Figure 13. Reference Configuration for UMTS/ATM Connections [SSD]
Transcoding is performed in the Core Network after macro diversity point. Three separate VCs are needed for one path from mobile user to fix user, namely between:
User device and MT/Interworking Unit (IWU).
IWU and Transcoder.
Transcoder and fixed user.
B-ISDN is a broadband service network which is able to integrate all data services for the time being into this one network. It exploits ATM as a transport and switching technique. The B-ISDN network uses the same logical hierarchical protocol architecture as in the OSI model. The B-ISDN protocol reference model consists of three planes: the user plane, the control plane and the management plane. The layers are from down to top: Physical Layer, ATM Layer, ATM Adaptation Layer (AAL) and the higher layer protocols. The B-ISDN protocol reference model is depicted in figure 14.
Figure 14. B-ISDN protocol reference model. [Hän]
The key feature of the B-ISDN is its suitability to support different service types. The most widely applied of them are listed in the table 4.
Table 4. User services in B-ISDN. [MON100]
Services Typical bit rates (kbit/s) Telephony 64 Telefax 64 Data 1- 2000 Videotex 1-64 Video telephony 64-384
B-ISDN User Network Interface (B-UNI)
The B-ISDN signalling transport network is an ATM-based transport network which is logically separated from the user information transport network. The protocol stack for the B-UNI is presented in figure 15.

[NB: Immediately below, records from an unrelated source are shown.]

PR #15683, opened 2026-02-09
account show: fallback to using account's primary encounter id when navigated from outside encounter show

### LINKED ISSUE #15682: when account is opened not through encounter show, bed charge items tab is not shown

rithviknishad:
- fixes #15682

## Summary by CodeRabbit

* **Bug Fixes**
  * Fixed encounter handling in the billing account section to automatically use the account's primary encounter when not explicitly specified in the URL, ensuring consistent navigation and data loading.


bodhish:
We should only show bed charges related to the encounter;

PR #872, opened 2024-08-26
fix: base url env & refactor [LIBS-635]

KaiVandivier:
Part of [LIBS-635](https://dhis2.atlassian.net/browse/LIBS-635)

I noticed that the PUBLIC_URL and BASE_URL env vars weren't making it to built apps after some Vite redesigns -- the cause was that they were added onto `process.env` directly separate from other env var handling, which ended up happening after `process.env` was parsed and filtered for sending to the shell.

An easy fix would be to just move the `process.env` modification _before_ where the shell env gets parsed, but much of the env handling was getting dispersed in several locations, and I thought this could be a good time to try to simplify things.

By making a standalone `getEnv` function, then `bootstrapShell` could be its own function, and then we don't need to keep track of a `shell` object any more, simplifying that concept in the script a bit 👍 

I ended up leaving the baseUrl and publicUrl logic where it is for printing purposes, but tracked them as regular variables and only adding them to the env later with everything else


amcgee (approved):
Much cleaner!  Code looks good ✅ 

Looks like there are just a few leftover comments to clean up?

PR #875, opened 2024-09-02
feat: filter build logs to summarize moment locales

KaiVandivier:
Part of [LIBS-635](https://dhis2.atlassian.net/browse/LIBS-635)

Moment locales can end up being 135 lines of the build output -- this uses a custom logger for Vite to filter out those lines from the build output, and instead print a static summary of the moment locales. My assumption is that the moment locales won't really change, so the static summary is okay

It feels a little weird to override the Vite logger just to make this happen, so this is just a draft for now -- curious about input

If you're curious about how Vite does its logging, it looks like it [uses a Rollup plugin](https://github.com/vitejs/vite/blob/dc3c14f39fcd57867c8ae81b75ae768b53b4b880/packages/vite/src/node/plugins/reporter.ts) to asses the build output and log it

Screenshot 2024-09-02 at 10 33 41 PM

### DIFF
--- a/cli/config/makeViteConfig.mjs
+++ b/cli/config/makeViteConfig.mjs
@@ -1,8 +1,10 @@
+import { chalk } from '@dhis2/cli-helpers-engine'
 import react from '@vitejs/plugin-react'
 import {
     defineConfig,
     searchForWorkspaceRoot,
     transformWithEsbuild,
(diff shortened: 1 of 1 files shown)


KaiVandivier:
Decided against this to keep config simpler; can revisit in the future

PR #878, opened 2024-10-02
feat: migrate snapshot files too [LIBS-681]

KaiVandivier:
[LIBS-681](https://dhis2.atlassian.net/browse/LIBS-681)

Tested out in the Dashboard app, and the snapshots are indeed use for comparison -- the platform changes seem to have removed white space in some snaps as seen in the second screenshot below, for example.

One potential shortcoming of the script I noticed, however, is that it doesn't update file paths for things like mocked jest modules, resulting in errors like:

```sh
 FAIL  src/components/Item/VisualizationItem/__tests__/Item.spec.jsx
  ● Test suite failed to run

    Cannot find module '../../ItemHeader/DeleteItemButton.js' from 'src/components/Item/VisualizationItem/__tests__/Item.spec.jsx'
```

### Screenshots

snap-migration

snap-test

[LIBS-681]: https://dhis2.atlassian.net/browse/LIBS-681?atlOrigin=eyJpIjoiNWRkNTljNzYxNjVmNDY3MDlhMDU5Y2ZhYzA5YTRkZjUiLCJwIjoiZ2l0aHViLWNvbS1KU1cifQ

### DIFF
--- a/cli/src/commands/migrate/js-to-jsx.js
+++ b/cli/src/commands/migrate/js-to-jsx.js
@@ -34,8 +34,9 @@ const isJsxInFile = async (filepath) => {
     }
 }
 
+const jsRegex = /\.js(\.snap)?/ // handles .js or .js.snap files
 const renameFile = async (filepath) => {
-    const newPath = filepath.concat('x') // Add 'x' to the end to make it 'jsx'
+    const newPath = filepath.replace(jsRegex, '.jsx$1')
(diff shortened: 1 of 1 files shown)


kabaros (approved):
LGTM - will you add a ticket  for updating jest mocks? or we can just tell people to manually update (it's easily spotted from the error)

amcgee (approved):

PR #881, opened 2024-10-07
fix: return result of parent alerts add [LIBS-695]

KaiVandivier:
Part of [LIBS-695](https://dhis2.atlassian.net/browse/LIBS-695)

Returns result of `parentAlertsAdd` (an alert) for `useAlert()` in the plugin context to receive

See also https://github.com/dhis2/app-runtime/pull/1388 -- it would probably make sense to merge that one first, then update the app-runtime dep in platform 👍 

- [x] Update app-runtime dep here
- [x] Catch up with `alpha`

[LIBS-695]: https://dhis2.atlassian.net/browse/LIBS-695?atlOrigin=eyJpIjoiNWRkNTljNzYxNjVmNDY3MDlhMDU5Y2ZhYzA5YTRkZjUiLCJwIjoiZ2l0aHViLWNvbS1KU1cifQ


amcgee (approved):
Nice find!!

PR #882, opened 2024-10-08
fix: bump ui library

kabaros:
to avoid all the propTypes errors in React 18


amcgee (approved):
LGTM

❓ should we also update the peerDep here?  https://github.com/dhis2/app-platform/blob/master/adapter/package.json#L43

PR #885, opened 2024-10-18
fix: bump typescript version used in app shell

kabaros:


kabaros:
there is a separate discussion on whether this dependency is necessary in the first place - for the time being, it needs to be bumped at least, since it causes conflicts with the changes on cli-style to introduce TypeScript linting

amcgee (approved):

PR #888, opened 2024-10-25
fix: remove custom eslint from TS template

kabaros:
now that eslint for TS is integrated in cli-style, no need to do anything special for linting eslint


kabaros:
consumers can install eslint like they do in the current JS template with `d2 style add eslint` - although I think it'd be a good idea to add these by default to both JS and TS templates?

amcgee (approved):

PR #889, opened 2024-10-28
fix: env refactor for Vite wrap-up [LIBS-690]

KaiVandivier:
Part of [LIBS-690](https://dhis2.atlassian.net/browse/LIBS-690)

### `process.env` vs. `import.meta.env`

Vite adds environment variables to the `import.meta.env` namespace by default. My plan was to make this the standard for the platform, too, because I thought this was a standard format that goes along with ES Modules. It turns out that it’s not standard, actually; it’s a pattern specific to Vite. Other build tools tend to use `process.env` as the default.

I've noticed that there are some other tools and packages out there that depend on configuration variables that are set on `process.env`, so dropping support for it entirely in favor of `import.meta.env` may be a bit weird.

This makes me think we should continue adding env vars to `process.env`, since it’s a little more generic, instead of migrating entirely to `import.meta.env` as the main env var namespace for the platform.

We can still deprecate the `REACT_APP_`-prefixed variable names, i.e. `process.env.REACT_APP_DHIS2_APP_VERSION` => `process.env.DHIS2_APP_VERSION`. We can handle it in the same way we planned to handle moving to `import.meta.env` i.e., have both variable names available in v12, then remove the `REACT_APP_` versions in v13.

If we do, I’m not sure how much attention to give `import.meta.env` — Right now, Vite is configured to filter the env for values starting with “DHIS2_” and add them to `import.meta.env`. It seems that only values on `import.meta.env` can be used in HTML files, like `%DHIS2_APP_NAME%` in `index.html`. I propose we kinda keep `import.meta.env` as-is; some people may want to use it, and it doesn't really hurt to add the `DHIS2_` prefixed env vars onto it.

### Other env vars

I made some other changes to make the env var objects more concise:
1. Remove PWA default variables, and instead handle `undefined` values
2. Remove variables with `undefined` values from the env

I tested these out by starting and building both the simple-app and pwa-app examples to make sure they work with and without env vars. I also inspected the SW's caching behavior in the PWA app, and it looks good.

### Examples

Before:

env-pwa-before-console
env-pwa-before-cli

After:

env-pwa-after-console
env-change-after-cli

[LIBS-690]: https://dhis2.atlassian.net/browse/LIBS-690?atlOrigin=eyJpIjoiNWRkNTljNzYxNjVmNDY3MDlhMDU5Y2ZhYzA5YTRkZjUiLCJwIjoiZ2l0aHViLWNvbS1KU1cifQ


amcgee (approved):
Code LGTM

PR #894, opened 2024-11-21
fix: clear only required build dirs

amcgee:
Instead of clobbering all of `./build`, just remove `./build/app` and `./build/bundle` before writing build output there.  The library compiler (`src/lib/compile.js`) already clears each module-specific output dir (`./build/es`, `./build/cjs`)

In the future we might not want to clobber all the bundle output either... sometimes it can be beneficial to keep different bundle versions.

We could optionally move these up to the beginning of the build process if we want them also the be cleared on unsuccessful builds.

### DIFF
--- a/cli/src/commands/build.js
+++ b/cli/src/commands/build.js
@@ -75,8 +75,6 @@ const handler = async ({
         ? getAppParameters(standalone, config)
         : null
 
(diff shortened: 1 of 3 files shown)


KaiVandivier (approved):
LGTM 👍

PR #2936, opened 2019-08-05
Line 26 re-arrangement

Mohit-Nain:
It would be better to re-arrange line  26 in following manner:
If you continue typing characters, the list of members is filtered to only include members containing the typed characters. 
One other option that can be used goes like this:
If you continue typing characters, the list of members is filtered to include only the members containing the typed characters.


gregvanl:
Thanks

PR #2938, opened 2019-08-05
Line 149 update

Mohit-Nain:
this behavior would make a better sense than the behavior, since we are referring to the behavior which has been introduced in the early part of the sentense


gregvanl:
"the behavior" of the widget in general,

PR #2948, opened 2019-08-07
Correction in line 135

Mohit-Nain:
Typo correction in line 135


gregvanl:
I think "OPEN EDITORS and Quick Open lists include" will read better. I'll update it.

PR #2951, opened 2019-08-08
Line 14 Update

Mohit-Nain:
Avoid when referring to technical things reads better than Prevent, hence making that change


gregvanl:
Current text is correct. Some corporate environments don't let employees install extensions.

PR #2952, opened 2019-08-08
Line 35 Change

Mohit-Nain:
"Newly extracted version" reads much better than "newer extracted version"


gregvanl:
Current text is correct. The extracted version is newer.

PR #2953, opened 2019-08-09
📦 NEW: Background color of activated input fields

ahmadawais:
Documented the new color from version [1.37 New theme color for active input options](https://code.visualstudio.com/updates/v1_37#_new-theme-color-for-active-input-options)

Peace! ✌️


gregvanl:
Thanks!

PR #2955, opened 2019-08-11
Correct a spelling error (Changed "cra" to "crA")

sobiodarlington:
Changed "cra" to "crA"

> **Tip:** The suggestions widget supports CamelCase filtering, meaning you can type the letters which are upper cased in a method name to limit the suggestions. For example, "cra" will quickly bring up "createApplication".

> **Tip:** The suggestions widget supports CamelCase filtering, meaning you can type the letters which are upper cased in a method name to limit the suggestions. For example, "crA" will quickly bring up "createApplication".


gregvanl:
Hi @sobiodarlington Thank you for taking the time to submit a PR. Users don't need to match case for CamelCase filtering to work.

image

PR #2958, opened 2019-08-12
Line 88 Re-phrased

Mohit-Nain:
Re-written line 88 to make is easier to understand and read


gregvanl:
Current text is correct. It could use a comma but there is no conditional in the previous sentence.

PR #2960, opened 2019-08-12
Re-Arrangement of line 137

Mohit-Nain:
Line 137 has been modified to introduce line break and merge one sentence to help user understand it better


gregvanl:
Current text is fine.

PR #3662, opened 2020-05-11
Added CELA-approved note about MSVC license

jureid:
"You can use the C++ Toolset from Visual Studio Build Tools along with Visual Studio Code to compile, build, and verify any C++ codebases as long as you also have a valid Visual Studio license (either Community, Pro or Enterprise) that you are actively using to develop these C++ codebases."


jureid:
@TylerMSFT proposed change to clarify ambiguity around VS Build Tools license agreement.

PR #3669, opened 2020-05-14
Clarify how "current workspace" is set

Cpcrook:
After spending part of a day troubleshooting why one of my devs was having the actual folder containing `.devcontainer` mounted, while everyone else was having the repository root folder mounted within their dev containers, we discovered that is because the "current workspace" changes to the repository root only if git is present on the user's `PATH` environment variable.  This is apparently the default value for the `workspaceMount` setting.  To be clear, however, the `${localWorkspaceFolder}` variable value does not change.

My dev (on a Windows host) was using git embedded in his terminal of choice, meaning vscode was unaware of the presence of a git.exe or the surrounding repo.

I think this is appropriate behavior (and we rely on it), but it needs to be documented properly so folks aren't going on a wild goose chase.

Let me know if you have any questions or how I can better explain this.

### DIFF
--- a/docs/remote/containers-advanced.md
+++ b/docs/remote/containers-advanced.md
@@ -173,7 +173,9 @@ Finally, if you've already built the container and connected to it, run **Remote
 
 ## Changing the default source code mount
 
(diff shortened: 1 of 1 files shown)


chrmarti:
LGTM, @Chuxel passing on to you for review and merging.

Chuxel:
LGTM! @gregvanl?

PR #3537, opened 2020-04-06
Updated mac.md for command palette shortcut

anotherlab:
Updated mac.md to show the correct keyboard MacOS shortcut to open the Command Palette.  Origin document had **F1** as the keyboard shortcut. The shortcut should have been **⇧⌘P**.

PR #3672, opened 2020-05-15
Fixed the command palette command

vegasbrianc:
The incorrect Command palette command was being used

### DIFF
--- a/docs/setup/mac.md
+++ b/docs/setup/mac.md
@@ -22,7 +22,7 @@ MetaDescription: Get Visual Studio Code up and running on Mac (macOS).
 You can also run VS Code from the terminal by typing 'code' after adding it to the path:
 
 - Launch VS Code.
-- Open the **Command Palette** (`kbstyle(F1)`) and type 'shell command' to find the **Shell Command: Install 'code' command in PATH** command.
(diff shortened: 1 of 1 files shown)


gregvanl:
Hi @vegasbrianc Thank you for your PR. Both keyboard shortcuts work for opening the Command Palette and we sometimes deliberately show F1 in documentation for discoverability.
See https://github.com/microsoft/vscode-docs/pull/3537

vegasbrianc:
Hi @gregvanl Thanks for responding so quickly to the PR. I think this needs a bit more clarification from a macOS user perspective as not all Mac's use Function keys the same. To use Function keys it is required to press `fn` + Function key unless the user has specifically enabled Function keys directly in `System Preferences -> Keyboard -> Use F1, F2, etc. as standard function keys`

Most Mac users, if they hit `F1` on it's own, will dim the screen ;)

In the other section Getting Started -> User interface it only reference command keys. Not sure if this will be a bit easier to understand for Mac users. - https://code.visualstudio.com/docs/getstarted/userinterface#_command-palette 

Hope this helps

gregvanl:
@vegasbrianc You've convinced me. Especially since a similar PR came in last month. Thanks

PR #3673, opened 2020-05-15
Update portable.md to include helpful details.

A-damW:
I was installing for Linux in portable mode, took me a few extra moments to notice there was no actual .zip download for Linux.
Added detail to indicate Linux download is a .tar.gz file.


gregvanl:
Thanks! Good clarification.

PR #3675, opened 2020-05-15
Fix grammar mistake

kahveci:
There is a grammar mistake at the conda environment definition:"....is a virtual environment**s** that's..."


gregvanl:
Thanks!

PR #3679, opened 2020-05-17
Update config-mingw.md

SpringHgui:
The default generated `label` setting may not be consistent with `preLaunchTask` setting


gregvanl:
Thanks! Nice mention in case tasks.json and launch.json are in sync.

PR #3682, opened 2020-05-19
Use npm init for scaffolding

felipecassiors:
This prevents the user to have 2 packages installed globally, which probably won't use anymore.


felipecassiors:
We can also use just `npm init yo code`, which seems to be better yet.

gregvanl:
Hi @felipecassiors Thank you for the PR. To keep things simple in this hello world tutorial, we recommend using npm since users may want to run Yeoman and the VS Code generator multiple times while they are learning and experimenting.

PR #3683, opened 2020-05-19
update example of reading a configuration value

mrlacey:
Change to something that works.
Assuming the example was how it used to be done but was no longer working.
I found what does work by looking at the [configuration sample](https://github.com/microsoft/vscode-extension-samples/blob/master/configuration-sample/src/extension.ts#L6).

### DIFF
--- a/api/references/contribution-points.md
+++ b/api/references/contribution-points.md
@@ -64,7 +64,7 @@ Contribute configuration keys that will be exposed to the user. The user will be
 
 ![configuration extension point example](images/contribution-points/configuration.png)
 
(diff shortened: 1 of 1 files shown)


gregvanl:
Hi @mrlacey The current example does work but perhaps could be clearer. You can use getConfiguration(), either without a string to get a configuration object including all settings for the session or you can scope it to just a setting namespace such as 'typescript' in the example. Your example will also work but you can do the same with:

```ts
var config = vscode.workspace.getConfiguration('myExtension`);
var value = config.get('keyName');
```

PR #3685, opened 2020-05-20
Show Remote Data is now Show Synced Data

JustinGrote:
This was changed in latest insiders and should be updated to reflect to avoid confusion.


gregvanl:
Thanks!

PR #3711, opened 2020-05-26
not clear on when initializeCommand runs

cicorias:
When reading this first, it seems as if `initializeCommand` would run only before container image being built. But it clearly runs both when first build of the image AND when re-attaching to an existing stopped container.  Maybe to others its clear, but to me it wasn't.

I'd actually would like a step that is "just before an image build" :)


Chuxel:
Since "attach" has special meaning in VS Code, perhaps the best thing to do would be to say when a "container is created or started"?

cicorias:
sure that does sound better as well. I adjusted the PR/File.

PR #300, opened 2025-08-18
Forward-compatible: `CommonRewardData`

limemloh:
## Purpose

Ref COR-1717.
Forward-compatible: `CommonRewardData`

## Changes

- Use `ProtocolVersionInt` in `CommonRewardData`.


soerenbf (approved):
Should we not wrap `RewardsOverview` in `Upward` when queried through the client?

PR #302, opened 2025-08-20
Make `get_block_items` and `get_finalized_block_item` forward-compatible

limemloh:
## Purpose

Ref COR-1717.

## Changes

- Wrap `BlockItem` in return type of `get_block_items` and `get_finalized_block_items`.

### DIFF
--- a/src/v2/conversions.rs
+++ b/src/v2/conversions.rs
@@ -1266,22 +1266,39 @@ impl TryFrom<UpdateInstruction> for concordium_base::updates::UpdateInstruction 
 }
 
 impl TryFrom<BlockItem>
-    for concordium_base::transactions::BlockItem<concordium_base::transactions::EncodedPayload>
+    for Upward<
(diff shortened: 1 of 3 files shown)


src/v2/conversions.rs
```diff
@@ -1266,22 +1266,39 @@ impl TryFrom<UpdateInstruction> for concordium_base::updates::UpdateInstruction
...
-    for concordium_base::transactions::BlockItem<concordium_base::transactions::EncodedPayload>
+    for Upward<
+        concordium_base::transactions::BlockItem<concordium_base::transactions::EncodedPayload>,
+    >
 {
     type Error = tonic::Status;
 
     fn try_from(value: BlockItem) -> Result<Self, Self::Error> {
-        match value.block_item.require()? {
+        if let Some(item) = value.block_item {
```
allanbrondum, line 1276: Looking as this code it seems we could have an extension trait to `Option<T>` with a function `known(self) -> Upward<T>`, then `map` applying the conversion, and then `Upward::transpose`

PR #304, opened 2025-08-20
fix: initial workflow test

squirer:
just testing release action - not to be merged

### DIFF
--- a/.github/workflows/build-and-test.yaml
+++ b/.github/workflows/build-and-test.yaml
@@ -11,8 +11,8 @@ on:
      - main
      - plt
 
-  pull_request:
-    types: [opened, synchronize, reopened, ready_for_review, edited]
+  #pull_request:
+  #  types: [opened, synchronize, reopened, ready_for_review, edited]
 
   workflow_dispatch: # allows manual trigger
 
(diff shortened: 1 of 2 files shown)


.github/workflows/build-and-test.yaml
```diff
@@ -11,8 +11,8 @@ on:
      - main
      - plt
 
-  pull_request:
-    types: [opened, synchronize, reopened, ready_for_review, edited]
+  #pull_request:
+  #  types: [opened, synchronize, reopened, ready_for_review, edited]
```
squirer, line 15: commented out for the moment so they do not extend my PR run time - will uncomment when the release is in a more final state

.github/workflows/release.yaml
```diff
@@ -0,0 +1,77 @@
...
+    runs-on: ubuntu-latest
+    
+    steps:
+
+      # Checkout the code with submodules recursive
+      - name: Checkout
+        uses: actions/checkout@v4
+        with:
+          submodules: recursive
+
```
allanbrondum, line 32: Insert a check that the tag version matches the crate version. You can use `cargo pkgid` for it

PR #315, opened 2025-08-26
Forward compatible: stake related events

limemloh:
## Purpose

Ref COR-1717.

Wrap `BakerEvent` and `DelegationEvent` in `Upward`, such that the SDK is forward-compatible for future baker and delegation events.


td202 (approved):
Looks good!

PR #316, opened 2025-08-27
fix: switch from using wasmVersion to a newly created SmartContractVe…

squirer:
## Purpose

Smart Contract Version forwards compatibility

## Changes

Rather than using WasmVersion which is typed as an enum, we now will have a newly defined type in concordium base `SmartContractVersion` which stores the version as a u8. This will be forwards compatible because the i32 provided for the contract version can be converted to a u8 

## Checklist

      hard-to-understand areas.

### DIFF
--- a/src/types/mod.rs
+++ b/src/types/mod.rs
@@ -10,7 +10,10 @@ pub mod transactions;
 use anyhow::Context;
 pub use concordium_base::hashes;
 // re-export to maintain backwards compatibility.
-use crate::{constants::*, protocol_level_tokens, v2::upward::Upward};
+use crate::{
+    constants::*, protocol_level_tokens, types::smart_contracts::SmartContractVersion,
+    v2::upward::Upward,
+};
 pub use concordium_base::{
     base::*,
     id::types::CredentialType,
@@ -39,7 +42,7 @@ use concordium_base::{
     },
     protocol_level_tokens::{TokenAmount, TokenEvent, TokenEventDetails, TokenHolder, TokenId},
     smart_contracts::{
-        ContractEvent, ModuleReference, OwnedParameter, OwnedReceiveName, WasmVersion,
+        ContractEvent, ModuleReference, OwnedParameter, OwnedReceiveName,
     },
     transactions::{AccountAccessStructure, ExactSizeTransactionSigner, TransactionSigner},
 };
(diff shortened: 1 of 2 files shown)


src/v2/conversions.rs
```diff
@@ -1714,7 +1715,8 @@ impl TryFrom<AccountTransactionEffects> for super::types::AccountTransactionEffe
             account_transaction_effects::Effect::ContractInitialized(cie) => {
                 Ok(Self::ContractInitialized {
                     data: super::types::ContractInitializedEvent {
-                        contract_version: cie.contract_version().into(),
+                        contract_version: SmartContractVersion::try_from(cie.contract_version)
+                            .unwrap(),
```
allanbrondum, line 1719: Never call `unwrap` in a context like this. I'm officially prescribing you to read "Chapter 7. Error Handling" in "Programming Rust" ;) (Including the other chapters after that)

src/types/mod.rs
```diff
@@ -1461,7 +1464,7 @@ pub fn execution_tree(elements: Vec<ContractTraceElement>) -> Option<ExecutionTr
             } => {
                 if let Some(end) = stack.pop() {
                     let tree = match contract_version {
-                        WasmVersion::V0 => ExecutionTree::V0(ExecutionTreeV0 {
+                        SmartContractVersion(0) => ExecutionTree::V0(ExecutionTreeV0 {
```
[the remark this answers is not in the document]
allanbrondum: I would suggest doing `contract_version.try_into()?` and keep the patterns matched on

src/types/mod.rs
```diff
@@ -1460,27 +1461,39 @@ pub fn execution_tree(elements: Vec<ContractTraceElement>) -> Option<ExecutionTr
...
+                                events: vec![TraceV1::Events { events }],
+                            }),
+                        })
+                        .map_err(|err| {
+                            tonic::Status::internal(format!(
+                                "Issue mapping to WasmVersion for WasmVersionInt: \
+                                 {contract_version} error: {err}"
+                            ))
+                        })
+                        .ok()?;
```
allanbrondum, line 1495: This line "swallows" the error you just created and returns `None`. That does not seems correct, I believe you should change the method signature to be a result and return the error.

src/types/mod.rs
```diff
@@ -1460,27 +1461,39 @@ pub fn execution_tree(elements: Vec<ContractTraceElement>) -> Option<ExecutionTr
                     },
             } => {
                 if let Some(end) = stack.pop() {
-                    let tree = match contract_version {
-                        WasmVersion::V0 => ExecutionTree::V0(ExecutionTreeV0 {
-                            top_level: UpdateV0 {
+                    // try to convert to WasmVersion if it is known from the contract version,
+                    // otherwise return an error
+                    let tree = WasmVersion::try_from(contract_version)
```
allanbrondum, line 1466: When the error case results in returning anyways, just short circuit and return immediately with `?`, like `let contract_version = WasmVersion::try_from(contract_version)?`.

Figure 15. The B-ISDN signalling protocol stack at the UNI. [SSD]
B-UNI with UMTS requires an extension of Q.2931 signalling protocol (Q.2931*). Q.2931* offers UMTS necessary functionalities e.g.:
support of multipoint and broadcast communication configurations.
adding and removing connections from an existing call.
interworking between different coding systems. [MON65]
ATM Protocol
ATM protocol stack is illustrated in figure 16. It is very similar to the B-ISDN protocol reference model (see figure 14). The B-ISDN signalling is transported in ATM virtual channels logically separated from user data.
Figure 16. ATM protocol stack with sublayers. [I.321]
The Physical Layer consist of two sublayers. The Physical Medium sublayer supports pure transfer medium dependent functions. The Transmission Convergence sublayer converts the ATM cell stream into Physical Medium sublayer. The ATM Layer is independent of the physical medium. It translates the cell identifier for switching, provides the user with one QoS class, to mention a few. The ATM Adaptation Layer adapts the ATM Layer service along the requirements imposed by user services as well as control and management functions.